10:00 - 10:15 | Opening Remarks |
10:15 - 11:00 | Amir Beck (Technion) |
11:00 - 11:15 | Coffee Break |
11:15 - 12:00 | Dima Drusvyatskiy (University of Washington) |
12:00 - 12:45 | Dan Garber (TTI Chicago) |
12:45 - 14:15 | Lunch |
14:15 - 15:00 | Michael Zibulevsky (Technion) | 15:00 - 15:30 | Coffee Break |
15:30 - 16:30 | Ronny Ben Tal (Technion) |
16:30 - 17:15 | Boris Polyak (Institute for Control Sciences, Russian Academy of Sciences) |
In recent years, due to the “big data” revolution, large-scale and even huge-scale applications have started to emerge, and consequently the need for new, fast and reliable decomposition methods has become evident. We consider several classes of block descent methods that involve the solution of many simple optimization subproblems of small dimension in place of the original problem. Rates of convergence of different variants will be explored.
First-order methods with optimal convergence rates for smooth convex minimization have had a profound impact on computation. Two important downsides of such methods, often remarked in the literature, is a lack of geometric intuition and non-monotone behavior. I will begin by describing a new intuitive viewpoint on acceleration based on optimally averaging quadratic lower models of the function. Averaging only two quadratics at a time gives a new interpretation of the geometric descent method of Bubeck-Lee-Singh , while a longer sequence of quadratics yields limited memory extensions. Without convexity, best-known complexity bounds worsen to those achieved by simple gradient descent. In the second part of the talk, I will present a "universal" accelerated method for non-convex optimization, which automatically accelerates in presence of convexity. The scheme is in the same spirit as the universal catalyst of Lin-Mairal-Harchaoui for convex minimization. A large class of functions, not amenable to such techniques, consists of compositions of non-smooth convex functions and smooth maps. I will explain how, nonetheless, a combination of smoothing and acceleration yields a method with complexity O(1/e^3) in ``stationarity’’. This rate is appealing since in the smooth setting, the analogous complexity achieved by gradient descent, improves to O(1/e^2). Joint work with M. Fazel (U. Washington), Z. Harchaoui (U. Washington), A.S. Lewis (Cornell), H. Lin (Inria), J. Mairal (Inria), C. Paquette (U. Washington), S.Roy (U. Washington).

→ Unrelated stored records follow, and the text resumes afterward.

PR #1390, opened 2019-05-16
Add rebuild-framework-cache command to local CLI

LeoNatan:
In most cases, `clean-framework-cache` and `build-framework-cache` are called together. This PR adds `rebuild-framework-cache` to local CLI so that these two steps are easier to accomplish.

Right now, it doesn't replace the existing ones. I don't think `clean-framework-cache` should be removed, but `build-framework-cache` may be unnecessary.

One caveat here is that `rebuild-framework-cache` cleans all cache but only builds for the current Detox. Not sure how bad this is, considering the use-cases.

### DIFF
--- a/detox/local-cli/rebuild-framework-cache.js
+++ b/detox/local-cli/rebuild-framework-cache.js
@@ -1,13 +1,17 @@
+const fs = require('fs-extra');
 const path = require('path');
 const cp = require('child_process');
 const os = require('os');
 const log = require('../src/utils/logger').child({ __filename });
 
-module.exports.command = 'build-framework-cache';
-module.exports.desc = 'MacOS only. Build Detox.framework to ~/Library/Detox. The framework cache is specific for each combination of Xcode and Detox versions';
+module.exports.command = 'rebuild-framework-cache';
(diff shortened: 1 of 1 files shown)


noomorph:
So, let's extend a bit this command, so it cleans only the required cache.
If cleaning all is required, let's add an extra CLI flag

noomorph:
By the way, what if we reintroduce this command in a bit different fashion. 

```
detox framework-cache clean
detox framework-cache clean --all
detox framework-cache build
detox framework-cache build -f
```

This way, it's easier to work with it in terminal. You just erase the ending and complete with another subcommand.

And all the framework cache functionality will live in the same file. It's quite small, in any case.

noomorph:
Anyway, guys, as you wish. That were just my two cents.

LeoNatan:
Suggestions make sense, but I think out of scope for this PR. It's just a quick-fix for an annoyance.

Also, I didn't want to make changes to existing commands for BC reasons.

LeoNatan:
Merged as is. @noomorph Let's discuss improvements when you come back from vacation.

Issue #1369, opened 2019-05-07
Integrate parallel testing using Jest in Detox CI (iOS)


d4vidi:
Introduce parallel test-execution in CI, for iOS, using the latest Jest tweaks made in `12.7.0`.

LeoNatan:
Please wait with this. We had many issues and moved back to mocha. If debugability is still bad, we should remain with mocha.

rawqing:
I had some problems with Mocha : https://github.com/mochajs/mocha/issues/94 ; https://github.com/ampproject/amphtml/issues/15658 , so I had to use jest

PR #1394, opened 2019-05-21
Introduce parallel e2e tests execution using Jest in Detox demo app (iOS only)

d4vidi:
- [ ] This is a small change 
- [x] This change has been discussed in issue #1369

---

### Description:

The content of the PR is twofold:
1. Resolving #1369: Switching to Jest as the test runner. Slightly extra complex here due to coverage reconfiguration -- Jest has the Istanbul reporter built into it, rendering `nyc` useless, thus requiring it's configuration to be replaced with Jest's config-schema.

2. Addressing an interesting find revealed thanks to coverage:  In Jest, rather than in Mocha, the environment's tear-down has been done ungracefully. Namely, the testing used to end before the Detox server had finished closing its connections to the tester and testee.
I'm not 100% sure why this doesn't happen with Mocha, but possibly its because mocha's own tear-down takes longer than Jest's and thus disconnection manages to complete in time (to make a stronger case - essentially adding a `sleep()` in our `afterAll()` in Jest yields the same results).
Nevertheless read below  for info regarding the fix.

### Jest tear down fix:

Important preliminary facts:
- Cleanup sequence is as follows: client (i.e. tester), device (i.e. testee) and then the server.
- On Android, by the time cleanup gets to the server, it has no effective ws connections. Hence, client and device cleanups on Android are effective and fully synchronous.
- On iOS, in server cleanup the server  typically has 1 active connection -- to the device. Hence client clean up works, but - as it turns out, device cleanup doesn't really trigger a socket disconnection. Rather, it just cleans up some internals; Effectively, disconnection relies on the server-side cleanup that follows.
@LeoNatan do you think you could improve the iOS part of the sequence in that sense?

As for the actual fix: I've simply added logic to make `DetoxServer`'s cleanup fully synchronous, forcing it to wait (with a timeout!) for all of its running ws connections to go down before resolving the returning promise. Please review.


detox/src/client/AsyncWebSocket.js
```diff
@@ -71,7 +71,7 @@ class AsyncWebSocket {
   }
 
   async close() {
-    return new Promise(async (resolve, reject) => {
```
d4vidi: this was never needed here, a bit out of scope.

detox/src/server/DetoxServer.js
```diff
@@ -71,8 +77,52 @@ class DetoxServer {
     }
   }
 
-  close() {
+  async close() {
+    if (this._hasConnections()) {
```
d4vidi: The heart of the tear-down matter.
Note that the server web-socket's `close()` allows for giving it a callback that is essentially called when closing end. I've tried it - it just doesn't work (called prematurely).

LeoNatan:
As discussed with @rotemmiz yesterday, let’s wait for @noomorph to return before pushing this. Cleanup is of utmost importance when recording with Detox Instruments. In general, lifecycle is very important. We need to make sure the lifecycle and state machine are correctly managed in Jest, and in Jest when multiple instances exist.

detox/src/server/DetoxServer.js
```diff
@@ -71,8 +77,52 @@ class DetoxServer {
     }
   }
 
-  close() {
+  async close() {
```
d4vidi: The heart of the tear-down matter.
Note that the server web-socket's close() allows for giving it a callback that is essentially called when closing ends. I've tried it - it just doesn't work (called prematurely).

detox/src/server/DetoxServer.js
```diff
@@ -1,6 +1,11 @@
 const _ = require('lodash');
 const WebSocket = require('ws');
 const WebSocketServer = WebSocket.Server;
+const delegatedPromise = require('../utils/delegatedPromise');
+
+const CLOSE_TIMEOUT = 10000;
+const ROLE_TESTER = 'tester';
+const ROLE_TESTEE = 'testee';
```
d4vidi: boyscouting

detox/src/server/DetoxServer.js
```diff
@@ -71,8 +77,52 @@ class DetoxServer {
...
+  _isClosedownPending() {
+    return !!this.pendingClosedown;
+  }
+
+  _resolvePendingClosedown() {
+    this.pendingClosedown.resolve();
+    this.pendingClosedown = undefined;
+  }
+
+  _hasConnections() {
```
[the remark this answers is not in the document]
noomorph: Also, I would suggest renaming `_hasConnections` to `_hasActiveSessions` to make it fit with the terminology in the file.

detox/src/server/DetoxServer.js
noomorph: Let's nevertheless try to update to `ws@^7.0.0`.
We have a too outdated `ws@^1.1.1`, and maybe they have a fix already there.
If so, we won't have to write so much workaround code.

detox/src/utils/delegatedPromise.test.js
```diff
@@ -0,0 +1,48 @@
+describe('Delegated-promise util', () => {
```
noomorph: Might be not needed if we reuse some npm package.

d4vidi:
@noomorph I'm happy to say `ws` version `2.3.1` (latest v2) solves the premature `close()` callback invocation! So I removed most of the logic from the server's impl. Please re-review :-)

d4vidi:
Needless to say, this does not waiver us from further upgrading to newer version. But I must consider this as out of scope, because we are 5 breaking versions away from the latest and need to pick our battles.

The conditional gradient method (aka Frank-Wolfe algorithm) has regained much interest in recent years. Part of this interest is in understanding the convergence rates achievable under various assumptions. In this talk we revisit a classical result by Polyak & Levitin who showed that when the feasible set is strongly convex and the gradient vector is lower bounded in magnitude by a constant everywhere in the set, the CG method converges with a linear rate. However, the assumption on the magnitude of the gradient can be very restrictive. In this talk we show that when both the objective and the feasible set are strongly convex (in fact a weaker assumption on the objective is required), and without any additional assumption on the magnitude of the gradient, the CG method converges with a rate of roughly 1/t^2, which gives a quadratic improvement over the standard convergence rate. This is joint work with Elad Hazan that was inspired by a fruitful discussion with Roman.

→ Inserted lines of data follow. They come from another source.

Issue #853, opened 2018-07-24
[SimulatorDriver] semantics of device.name has been unexpectedly changed since 7.4.0


bartolkaruza:
#### Description
After upgrading to Detox 8.0.0 from 7.3.3, detox is not able to find the same iOS simulator using the name of the simulator. After downgrading, it works again, with no changes to the simulator config in between.

```
Error: a BeforeAll hook errored, process exiting: e2e/support/index.js:48: Can't find a simulator to match with "DETOX", run 'xcrun simctl list' to list your supported devices.
      It is advised to only state a device type, and not to state iOS version, e.g. "iPhone 7"
```

 Output of `xcrun simctl list`
```
== Devices ==
-- iOS 11.2 --
    DETOX (4E4CECC2-AA47-437F-B9B6-EC5917751329) (Booted)
-- iOS 11.3 --
    iPhone 7 (621A1BEF-EEF1-4017-BE73-A46DDAC3A0DF) (Shutdown)
-- tvOS 11.3 --
-- watchOS 4.3 --
== Device Pairs ==

``` Detox config in package.json
"detox": {
    "test-runner": "cucumber",
    "configurations": {
      "iphone": {
        "binaryPath": "ios/build/Build/Products/Debug-iphonesimulator/xx.app",
        "build": "yarn ios-detox-build",
        "type": "ios.simulator",
        "name": "DETOX"
      },
      "android": {
        "binaryPath": "./android/app/build/outputs/apk/debug/app-debug.apk",
        "build": "yarn android-detox-build",
        "type": "android.emulator",
        "name": "Nexus_5X_API_27"
      }
    }
  }
```
#### Steps to Reproduce
1. Create a working detox configuration with version `7.3.3` 
2. Upgrade to 8.0.0
3. Run tests

#### Detox, Node, Device, Xcode and macOS Versions

* Detox: 8.0.0
* React Native: 0.55
* Node: v8.11.3
* Device: iOS 11.2 simulator 
* Xcode: 9.3
* macOS: 10.13.4

#### Device and verbose Detox logs
```
$ yarn e2e-test e2e/features/
$ ENVFILE=.env.e2e export $(cat .env.e2e | xargs -I{} echo 'DETOX_{}') && ./node_modules/.bin/cucumber-js --require-module babel-core/register --require-module babel-preset-stage-2 -f node_modules/cucumber-pretty --artifacts-location ./artifacts --configuration iphone e2e/features/
Started mock server on PORT 9000
[...]

PR #905, opened 2018-08-29
[WIP] Returns back the previous device selection logic on iOS simulator

noomorph:
Resolves #853 .

TODO list:

- [ ] fix and resolve merge conflicts
- [ ] make the code terser, maybe split into two PRs
- [ ] pass code review

PR #1404, opened 2019-05-27
Allow specifying the simulator name or UDID as a device name for iOS simulators

jeromecornet:
- [x] This is a small change 

**Description:**

This PR allows specifying a UDID as the --device-name option, which allows targeting a specific simulator instance rather than just one that matches the device type/OS.

This is very useful when the test environment contains multiple of the same device types that are pre-configured for different locales for example.

### DIFF
--- a/detox/src/devices/ios/AppleSimUtils.js
+++ b/detox/src/devices/ios/AppleSimUtils.js
@@ -30,7 +30,10 @@ class AppleSimUtils {
 
     let type;
     let os;
-    if (_.includes(query, ',')) {
+    if (query.match(/[0-9A-F]{8}-[0-9A-F]{4}-[4][0-9A-F]{3}-[89AB][0-9A-F]{3}-[0-9A-F]{12}/i)) {
+      return [query]
+    }
+    else if (_.includes(query, ',')) {
       const parts = _.split(query, ',');
       type = parts[0].trim();
       os = parts[1].trim();
--- a/detox/src/devices/ios/AppleSimUtils.js
+++ b/detox/src/devices/ios/AppleSimUtils.js
@@ -30,10 +30,7 @@ class AppleSimUtils {
 
     let type;
     let os;
-    if (query.match(/[0-9A-F]{8}-[0-9A-F]{4}-[4][0-9A-F]{3}-[89AB][0-9A-F]{3}-[0-9A-F]{12}/i)) {
-      return [query]
-    }
-    else if (_.includes(query, ',')) {
+    if (_.includes(query, ',')) {
       const parts = _.split(query, ',');
       type = parts[0].trim();
       os = parts[1].trim();
@@ -45,10 +42,14 @@ class AppleSimUtils {
 
     const response = await this._execAppleSimUtils({ args: `--list --byType "${type}" --byOS "${os}"`}, statusLogs, 1);
     const parsed = this._parseResponseFromAppleSimUtils(response);
-    const udids = _.map(parsed, 'udid');
+    let udids = _.map(parsed, 'udid');
     if (!udids || !udids.length || !udids[0]) {
-      throw new Error(`Can't find a simulator to match with "${query}", run 'xcrun simctl list' to list your supported devices.
-      It is advised to only state a device type, and not to state iOS version, e.g. "iPhone 7"`);
+      const devices = await this.devicesMatching(query)
+      udids = _.map(devices, 'udid')
+      if (!udids || !udids.length || !udids[0]) {
+        throw new Error(`Can't find a simulator to match with "${query}", run 'xcrun simctl list' to list your supported devices.
+        It is advised to only state a device type or name, and not to state iOS version, e.g. "iPhone 7"`);
+      }
     }
     return udids;
   }
@@ -85,6 +86,14 @@ class AppleSimUtils {
   async isBooted(udid) {
     const device = await this.findDeviceByUDID(udid);
     return (_.isEqual(device.state, 'Booted') || _.isEqual(device.state, 'Booting'));
+  }
+
+  async devicesMatching(name) {
+    const result = await this._execSimctl({ cmd: `list -j` });
+    const stdout = _.get(result, 'stdout');
+    const output = JSON.parse(stdout);
+    const devicesWithRunTimes = _.flatMap(output.devices, (runtime) => _.map(runtime, (device) => ({ runtime, ...device })) );    
+    return _.filter(devicesWithRunTimes, (device) => device.name == name || device.udid == name)
   }
 
   async deviceTypeAndNewestRuntimeFor(name) {


noomorph:
@LeoNatan, what's your opinion on this? IMO, looks like a valid idea, why not?

LeoNatan:
But why not a new param —device-udid?

noomorph:
@LeoNatan, well, that's possible too, but how do you define it in `package.json` (in `detox.configurations['ios.something'].name`, I mean)? Do you suggest to add there `udid` field too?

LeoNatan:
Yep, sounds reasonable. Name is not UDID, doesn’t sound like a good idea to mix.

jeromecornet:
Thanks for the comment guys.

Sorry this comment is going to be long, but I think I should explain some of my thoughts behind the PR

### Device name isn't name
The reason I went and added to the --device-name logic is that this param already doesn't really represent the device name. It can be either 
- a device type 
- or a combination of device type, OS
(see https://github.com/wix/Detox/blob/be6ea6709c3a7f2785e94f2fbba3484bdc60cdcb/detox/src/devices/ios/AppleSimUtils.js#L33-L43 )

So the way I see it is that --device-name is really a matcher for something that uniquely identifies the device, rather than the actual name (which BTW isn't currently matched by the --device-name parameter / "name" configuration)

### Compatibility

If backwards compatibility was out the window, I would personally rename the "name" configuration and --device-name parameter, and simply use a "device" configuration and --device parameter, which would match the device with any possible way (name, device type, UDID).

But I'm not sure that it's worth breaking backwards compatibility for this. That said, I'm open to make the change if you feel it's necessary.

### Adding udid interacts oddly with name 

I thought of adding  add a "udid" field to package.json and adding a --device-udid runtime option that would behave the same as --device-name (i.e. override the device in the default configuration) but then the interaction with the actual --device-name would be weird.

For example, if you have one configuration that is : 
```json
"ios.sim": {
      "binaryPath": "bin/Exponent.app",
      "type": "ios.simulator",
      "name": "iPhone 7"
    }
```
And 2 simulators: UDID-1 which is an iPhone 7 and UDID-2 which is an iPhone 8.

When running `detox test`, it runs on UDID-1, when running `detox test --device-name "iPhone 8"` it runs on UDID-2
If you run `detox test --device-udid "UDID-1"` it should probably run on UDID-1, but if you run 
`detox test --device-udid "UDID-2"` does it still make sense to run on UDID-2 even though the configuration Name says it should be an iPhone 7 ?

Also if you had a configuration with 
```json
"ios.sim": {
      "binaryPath": "bin/Exponent.app",
      "type": "ios.simulator",
      "name": "iPhone 7"
      "udid": "UDID-2"
    }
```

Should the device be not found because there is no simulator that matches both the type (in the name configuration) and the udid. Or should udid override name or the other way around ?

If you still would prefer to add a separate parameter called --device-udid (and configuration "UDID"), can you please give me some guidance on what you would expect the interaction with --device-name and "name" would be ?

### Code stuff

For now, I noticed the merge conflict so:
- I rebased on master to remove the test files that were removed in https://github.com/wix/Detox/pull/1405
- as well as improved the UDID regexp to match the UUIDv4 spec (my previous regexp was too lose)

noomorph:
1. @LeoNatan, I side with @jeromecornet in a sense that `"name"` acts more than just a name, it is a matcher currently (a broken one, I must admit, till https://github.com/wix/Detox/pull/905 lands, hopefully in June :crossed_fingers: ).

    I don't see clear benefits in adding yet another CLI/JSON param such as `--device-udid` which from its birth is doomed to have a conflict resolution with `--device-name` in current codebase, and also be specific to Apple terminology - for instance, Android devices do not have a mirror concept to [UDID](https://en.wikipedia.org/wiki/UDID) if we talk about interacting with them via ADB.

2. @jeromecornet, on the other hand, I am not sure, how is this going to play together with `--max-workers <n>` feature in `Detox + Jest` chain? Have you tested your change in that scenario on iOS? How will the new devices be created and named in this case?

3. @jeromecornet, [how are you sure that UDID complies to UUIDv4 spec if the former is proprietary and not standardized?](https://stackoverflow.com/questions/4547369/how-can-i-recognize-whether-a-string-is-a-udid-for-an-ios-device) I refer to what you wrote above:
> as well as improved the UDID regexp to match the UUIDv4 spec (my previous regexp was too lose)

----

To conclude, I am okay with extending the semantics of `--device-name` even further. We might want to redesign lots of CLI/JSON parameters in the next major version when we have a clearer understanding of what separation of device querying concerns we want to achieve. To me, this pull request looks harmless, for the feature what it adds.

LeoNatan:
We shouldn't abuse existing bugs to make a bigger mess. "Name" should be a name, while others such as "type" and "udid" should be separate ones. Device type is not a "name", and neither is "udid". If each OS has its own terminology, we should support it as expected. "Name" isn't it.

UDID is indeed not a UUID always. Simulators use UUID as their UDID, but hardware device, which we may want to support soon once Facebook's idb is more stable, use the hardware UDID.

LeoNatan:
The UUID parsing logic is a perfect example why this should be split. Since there is no documentation that states that a UDID is a UUID, having such logic is wrong. If this was a separate field, we would just pass the string as-is and let the system take care of itself.

jeromecornet:
@LeoNatan :
I agree with you, the name doesn't match the feature, and my code only compounds the existing problem. 
Even without adding any UDID-related functionality, what would you like to see ?
- make `--device-name` select a device by name (not type or type/os as it does currently)
- rename `--device-name` to something more descriptive, like `--device-matcher` or `--device` 

@noomorph :
- I have not tested with --max-workers although I assume this won't play nicely as it assume a single device. I will try this and get back to you.
- my original regexp was way too loose, and I think @LeoNatan has a point which is that the code now needs to know too much about how a udid is created. 


Maybe a way forward is to change the matcher code to look for the parameter passed as device name, and match on device name OR type OR udid ? And probably rename that parameter to just be 'device' (although that can be done independently). Thoughts ?

jeromecornet:
OK, so I reworked a bit the approach (@noomorph this will likely conflict with https://github.com/wix/Detox/pull/905)
Instead of hardcoding the regexp for UDID, instead I am:
- using the current detection logic (i.e. match a device type or device type/os)
- but if no devices match that, the code falls match to try and match either simulator name or udid.

This way, if you pass a custom simulator name or udid it will work as expected. If the simulator name is a device type (like the default simulators), it will pick the device type instead.

I've updated the PR title to reflect that

@LeoNatan do you think that's an improvement ? It doesn't really change the fact that `--device-name` is more than the name, but at least it _can_ be the name 😄 unlike the current state where it's (a least) the device type

d4vidi:
Sorry for the CI issues - 'been doing some migrations. The builds should be green in a few mins.

jeromecornet:
@noomorph @LeoNatan thoughts on this approach ? I'd love to see this functionality added, and I think this current version is an improvement over the status quo

noomorph:
@jeromecornet, what is below that is my personal opinion. So, I think it is acceptable to stick to simplicity of your approach, provided that:
1. Configuration undergoes some renaming: 
    1. `--device-name` becomes `--device`. The former parameter becomes deprecated (see example in `local-cli/test.js`).
    2. `name`(as  in `package.json -> detox -> configurations -> [conf] -> name`) becomes `device`. The same thing with the deprecation.
2. Priority of device query will be something like:
    1. Device ID (as they are GUID-like, should not be a breaking change)
    2. Device name (that will resolve #853)
    3. Device type, OS version (backward compatibility)
    4. Device type [latest available version]
    5. We might agree on something different than 1-4.
 3. You don't duplicate code like you did here:
    ```js
    async devicesMatching(name) {
        const result = await this._execSimctl({ cmd: `list -j` });
    // ...     
    }

    async deviceTypeAndNewestRuntimeFor(name) {
        const result = await this._execSimctl({ cmd: `list -j` });
    // ...     
    }
    ```
    and also try to avoid so heavy and verbose calls such as `list -j` until it is unavoidable. AppleSimUtils has a lot of query operators, so you might want to rework your queries based on its capabilities.

@LeoNatan, please give me your $0.02 on my comment above. If we agree, then @jeromecornet will know what to do. If not — then probably he will blocked until we come to some other solution.

LeoNatan:
Closing in favor of https://github.com/wix/Detox/issues/853
@noomorph Please update #853 with the latest status.

@jeromecornet If you'd like to see udid support, please submit a PR taking into account what is discussed in #853. The solution needs to take into account all problems. I don't want to complicate the existing code which is obviously not good (`name` is mapped to `type` 🤦‍♂️ in https://github.com/wix/Detox/blob/bb0730e43bdb984fad2bf9ccd02dfae752f0f3e4/detox/src/devices/ios/AppleSimUtils.js#L35). If we are going to touch this place, let's pls do it right.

In this talk, we will study optimization problems with ambiguous stochastic constraints where only partial information consisting of means and dispersion measures of the underlying random parameter is available. Whereas the past literature used the variance as the dispersion measure, here we use the mean absolute deviation from the mean (MAD). The approach is based on the availability of tight upper and lower bounds on the expectation of a convex function of a random variable, first discovered in 1972. We then use these bounds to derive exact robust counterparts of expected feasibility of convex constraints and to construct new safe tractable approximations of chance constraints. We test the applicability of the theoretical results numerically on various practical problems in Operations Research and Engineering
This is an attempt to construct Newton-like methods for solving m nonlinear equations with n variables for m less than n. First we study solvability problem. Second novel methods are proposed which combine fast convergence and large attraction domain. The methods are specified for particular cases (scalar equations and inequalities, quadratic equations, systems with special structure).